RECORDS SHOWN |

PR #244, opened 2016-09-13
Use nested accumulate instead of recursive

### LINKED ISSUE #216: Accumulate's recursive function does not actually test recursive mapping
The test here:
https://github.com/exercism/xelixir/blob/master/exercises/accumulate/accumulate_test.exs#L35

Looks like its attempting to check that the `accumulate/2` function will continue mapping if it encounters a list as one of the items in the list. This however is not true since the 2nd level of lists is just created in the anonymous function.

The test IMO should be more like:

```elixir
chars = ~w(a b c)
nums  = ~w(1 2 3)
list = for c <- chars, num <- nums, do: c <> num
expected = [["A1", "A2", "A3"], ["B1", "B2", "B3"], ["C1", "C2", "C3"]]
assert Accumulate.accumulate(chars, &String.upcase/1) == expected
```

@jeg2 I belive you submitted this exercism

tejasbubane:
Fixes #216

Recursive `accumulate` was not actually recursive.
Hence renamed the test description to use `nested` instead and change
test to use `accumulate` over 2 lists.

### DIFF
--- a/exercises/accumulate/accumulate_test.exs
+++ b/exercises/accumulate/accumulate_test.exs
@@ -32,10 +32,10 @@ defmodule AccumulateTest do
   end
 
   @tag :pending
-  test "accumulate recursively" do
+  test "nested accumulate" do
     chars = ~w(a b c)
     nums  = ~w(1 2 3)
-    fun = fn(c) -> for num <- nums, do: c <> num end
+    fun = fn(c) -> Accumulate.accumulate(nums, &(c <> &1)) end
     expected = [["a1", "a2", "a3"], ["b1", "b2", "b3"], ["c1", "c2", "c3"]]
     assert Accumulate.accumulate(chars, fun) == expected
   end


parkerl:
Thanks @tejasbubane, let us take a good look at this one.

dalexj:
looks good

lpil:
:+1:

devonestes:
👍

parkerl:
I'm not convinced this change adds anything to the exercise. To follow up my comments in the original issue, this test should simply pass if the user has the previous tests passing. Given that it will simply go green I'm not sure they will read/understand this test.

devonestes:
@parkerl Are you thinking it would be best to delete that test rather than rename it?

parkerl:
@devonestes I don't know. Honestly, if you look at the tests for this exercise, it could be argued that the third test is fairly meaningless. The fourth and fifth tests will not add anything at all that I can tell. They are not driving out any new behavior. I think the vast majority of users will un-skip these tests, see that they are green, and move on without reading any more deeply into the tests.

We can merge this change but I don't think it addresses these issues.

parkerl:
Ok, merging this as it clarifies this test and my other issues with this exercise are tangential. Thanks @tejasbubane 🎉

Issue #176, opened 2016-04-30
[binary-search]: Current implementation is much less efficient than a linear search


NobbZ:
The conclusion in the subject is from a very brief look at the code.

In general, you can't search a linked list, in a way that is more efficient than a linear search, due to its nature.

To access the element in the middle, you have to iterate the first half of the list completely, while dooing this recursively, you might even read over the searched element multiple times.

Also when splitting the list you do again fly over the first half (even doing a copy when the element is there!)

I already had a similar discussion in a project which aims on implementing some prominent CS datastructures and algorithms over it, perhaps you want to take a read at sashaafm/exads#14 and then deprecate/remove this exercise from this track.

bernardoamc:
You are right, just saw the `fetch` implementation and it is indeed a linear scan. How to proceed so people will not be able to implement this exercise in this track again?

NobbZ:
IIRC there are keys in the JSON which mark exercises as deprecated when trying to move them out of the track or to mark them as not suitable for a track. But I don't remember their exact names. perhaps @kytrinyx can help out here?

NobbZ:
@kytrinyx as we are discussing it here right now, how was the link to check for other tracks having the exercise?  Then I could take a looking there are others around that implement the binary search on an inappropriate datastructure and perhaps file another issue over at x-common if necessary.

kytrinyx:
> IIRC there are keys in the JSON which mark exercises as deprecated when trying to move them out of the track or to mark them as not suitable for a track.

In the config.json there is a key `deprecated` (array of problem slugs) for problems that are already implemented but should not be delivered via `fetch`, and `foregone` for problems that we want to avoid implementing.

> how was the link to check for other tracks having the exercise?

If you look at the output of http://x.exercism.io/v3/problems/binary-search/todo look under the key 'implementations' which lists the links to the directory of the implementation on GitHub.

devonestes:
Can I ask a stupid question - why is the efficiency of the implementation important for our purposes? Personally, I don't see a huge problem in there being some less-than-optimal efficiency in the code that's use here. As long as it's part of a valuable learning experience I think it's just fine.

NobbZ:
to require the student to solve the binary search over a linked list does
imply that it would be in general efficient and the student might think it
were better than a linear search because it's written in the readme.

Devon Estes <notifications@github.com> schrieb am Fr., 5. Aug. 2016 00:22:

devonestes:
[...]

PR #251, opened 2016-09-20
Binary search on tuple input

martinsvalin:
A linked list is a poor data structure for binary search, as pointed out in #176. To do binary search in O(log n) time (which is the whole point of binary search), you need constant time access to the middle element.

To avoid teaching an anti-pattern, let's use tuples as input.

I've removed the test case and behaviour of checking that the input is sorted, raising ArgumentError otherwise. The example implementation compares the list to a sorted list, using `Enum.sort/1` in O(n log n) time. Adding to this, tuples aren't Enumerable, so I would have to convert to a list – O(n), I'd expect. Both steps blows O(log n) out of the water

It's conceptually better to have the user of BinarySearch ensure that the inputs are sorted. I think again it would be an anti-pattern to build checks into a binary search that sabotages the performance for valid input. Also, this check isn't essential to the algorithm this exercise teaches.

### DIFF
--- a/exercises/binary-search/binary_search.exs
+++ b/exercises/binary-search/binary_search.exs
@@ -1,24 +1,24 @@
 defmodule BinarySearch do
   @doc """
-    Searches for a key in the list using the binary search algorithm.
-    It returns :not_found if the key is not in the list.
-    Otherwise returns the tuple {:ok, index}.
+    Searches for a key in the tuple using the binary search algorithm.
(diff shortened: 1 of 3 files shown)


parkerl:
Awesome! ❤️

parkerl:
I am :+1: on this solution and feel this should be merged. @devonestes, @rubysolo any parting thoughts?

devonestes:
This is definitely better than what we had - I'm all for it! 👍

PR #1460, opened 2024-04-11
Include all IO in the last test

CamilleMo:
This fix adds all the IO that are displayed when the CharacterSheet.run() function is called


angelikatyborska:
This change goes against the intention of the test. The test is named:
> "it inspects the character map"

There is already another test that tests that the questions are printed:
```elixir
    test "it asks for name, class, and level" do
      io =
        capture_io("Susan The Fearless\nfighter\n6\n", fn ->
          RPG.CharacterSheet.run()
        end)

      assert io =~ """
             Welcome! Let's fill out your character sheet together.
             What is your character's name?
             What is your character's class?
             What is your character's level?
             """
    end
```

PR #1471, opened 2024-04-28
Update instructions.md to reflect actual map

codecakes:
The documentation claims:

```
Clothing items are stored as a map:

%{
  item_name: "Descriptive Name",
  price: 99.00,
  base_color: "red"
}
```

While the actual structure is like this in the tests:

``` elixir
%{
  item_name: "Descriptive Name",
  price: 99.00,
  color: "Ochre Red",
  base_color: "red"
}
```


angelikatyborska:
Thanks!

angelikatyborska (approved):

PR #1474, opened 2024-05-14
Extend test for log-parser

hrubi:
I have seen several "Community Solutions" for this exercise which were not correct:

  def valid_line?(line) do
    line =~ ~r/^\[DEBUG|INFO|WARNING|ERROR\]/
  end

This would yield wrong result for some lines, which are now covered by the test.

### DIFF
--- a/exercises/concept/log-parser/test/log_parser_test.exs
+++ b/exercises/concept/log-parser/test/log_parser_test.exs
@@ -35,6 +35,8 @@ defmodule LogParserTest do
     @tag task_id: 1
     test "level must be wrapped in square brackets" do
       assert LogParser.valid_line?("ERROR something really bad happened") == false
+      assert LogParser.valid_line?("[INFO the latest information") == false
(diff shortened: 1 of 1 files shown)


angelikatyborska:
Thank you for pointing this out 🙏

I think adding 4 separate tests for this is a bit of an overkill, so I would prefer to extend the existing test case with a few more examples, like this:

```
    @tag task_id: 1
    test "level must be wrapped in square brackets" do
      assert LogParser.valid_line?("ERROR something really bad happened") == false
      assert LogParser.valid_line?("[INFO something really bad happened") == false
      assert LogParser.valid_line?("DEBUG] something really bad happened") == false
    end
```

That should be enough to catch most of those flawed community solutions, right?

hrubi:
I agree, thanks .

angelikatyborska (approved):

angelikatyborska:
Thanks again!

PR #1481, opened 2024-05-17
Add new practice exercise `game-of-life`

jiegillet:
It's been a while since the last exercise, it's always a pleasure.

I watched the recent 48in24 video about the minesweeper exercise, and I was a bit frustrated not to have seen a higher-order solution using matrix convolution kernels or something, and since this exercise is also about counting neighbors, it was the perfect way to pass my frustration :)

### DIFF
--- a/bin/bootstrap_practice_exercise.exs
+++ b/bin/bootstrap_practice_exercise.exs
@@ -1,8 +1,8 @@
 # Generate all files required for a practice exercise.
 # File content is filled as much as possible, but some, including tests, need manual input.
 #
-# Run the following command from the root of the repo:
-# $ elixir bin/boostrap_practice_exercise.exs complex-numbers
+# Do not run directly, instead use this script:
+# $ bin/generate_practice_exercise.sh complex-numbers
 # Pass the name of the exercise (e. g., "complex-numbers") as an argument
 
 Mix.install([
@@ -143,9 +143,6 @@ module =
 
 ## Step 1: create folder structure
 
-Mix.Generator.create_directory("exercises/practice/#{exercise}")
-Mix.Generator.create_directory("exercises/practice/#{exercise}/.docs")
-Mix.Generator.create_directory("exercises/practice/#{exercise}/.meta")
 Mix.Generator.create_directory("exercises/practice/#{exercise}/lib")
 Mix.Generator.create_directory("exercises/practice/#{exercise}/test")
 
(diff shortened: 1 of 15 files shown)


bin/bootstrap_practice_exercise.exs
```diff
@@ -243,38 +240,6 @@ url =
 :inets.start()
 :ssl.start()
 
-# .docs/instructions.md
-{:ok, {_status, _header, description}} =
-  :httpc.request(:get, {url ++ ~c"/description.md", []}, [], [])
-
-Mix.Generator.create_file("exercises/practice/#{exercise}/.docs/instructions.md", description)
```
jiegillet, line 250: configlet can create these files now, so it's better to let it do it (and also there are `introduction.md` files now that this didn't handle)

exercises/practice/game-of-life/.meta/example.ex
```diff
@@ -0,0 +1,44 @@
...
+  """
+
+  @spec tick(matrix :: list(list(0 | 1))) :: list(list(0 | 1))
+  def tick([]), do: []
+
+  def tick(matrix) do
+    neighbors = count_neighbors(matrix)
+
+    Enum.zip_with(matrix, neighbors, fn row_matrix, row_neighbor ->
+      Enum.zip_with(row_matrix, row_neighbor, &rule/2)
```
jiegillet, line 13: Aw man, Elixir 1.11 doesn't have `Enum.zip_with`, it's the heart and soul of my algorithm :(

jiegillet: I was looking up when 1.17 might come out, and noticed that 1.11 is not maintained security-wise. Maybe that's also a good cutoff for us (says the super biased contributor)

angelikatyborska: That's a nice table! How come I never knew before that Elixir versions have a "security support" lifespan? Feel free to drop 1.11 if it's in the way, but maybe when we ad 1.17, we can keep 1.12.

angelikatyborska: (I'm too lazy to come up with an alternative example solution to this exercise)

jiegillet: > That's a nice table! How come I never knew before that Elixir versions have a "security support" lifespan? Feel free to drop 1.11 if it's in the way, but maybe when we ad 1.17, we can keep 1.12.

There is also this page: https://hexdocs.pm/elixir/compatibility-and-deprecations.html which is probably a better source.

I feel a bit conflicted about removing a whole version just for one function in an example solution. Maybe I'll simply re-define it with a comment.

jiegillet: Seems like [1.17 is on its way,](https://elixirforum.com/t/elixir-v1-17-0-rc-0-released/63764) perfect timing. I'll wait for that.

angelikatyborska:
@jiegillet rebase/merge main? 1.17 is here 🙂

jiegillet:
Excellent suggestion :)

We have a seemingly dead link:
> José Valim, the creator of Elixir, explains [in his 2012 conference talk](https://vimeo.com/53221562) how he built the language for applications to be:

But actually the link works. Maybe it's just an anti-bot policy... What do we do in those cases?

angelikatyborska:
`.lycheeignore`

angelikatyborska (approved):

YOUR ASSIGNMENT | Set down exactly the lines of the data above, beginning with the line that has "I have seen" and ending with the line that has "Thank you for pointing this out 🙏", and no others.

YOUR SOLUTION |
I have seen several "Community Solutions" for this exercise which were not correct:

  def valid_line?(line) do
    line =~ ~r/^\[DEBUG|INFO|WARNING|ERROR\]/
  end

This would yield wrong result for some lines, which are now covered by the test.

### DIFF
--- a/exercises/concept/log-parser/test/log_parser_test.exs
+++ b/exercises/concept/log-parser/test/log_parser_test.exs
@@ -35,6 +35,8 @@ defmodule LogParserTest do
     @tag task_id: 1
     test "level must be wrapped in square brackets" do
       assert LogParser.valid_line?("ERROR something really bad happened") == false
+      assert LogParser.valid_line?("[INFO the latest information") == false
(diff shortened: 1 of 1 files shown)


angelikatyborska:
Thank you for pointing this out 🙏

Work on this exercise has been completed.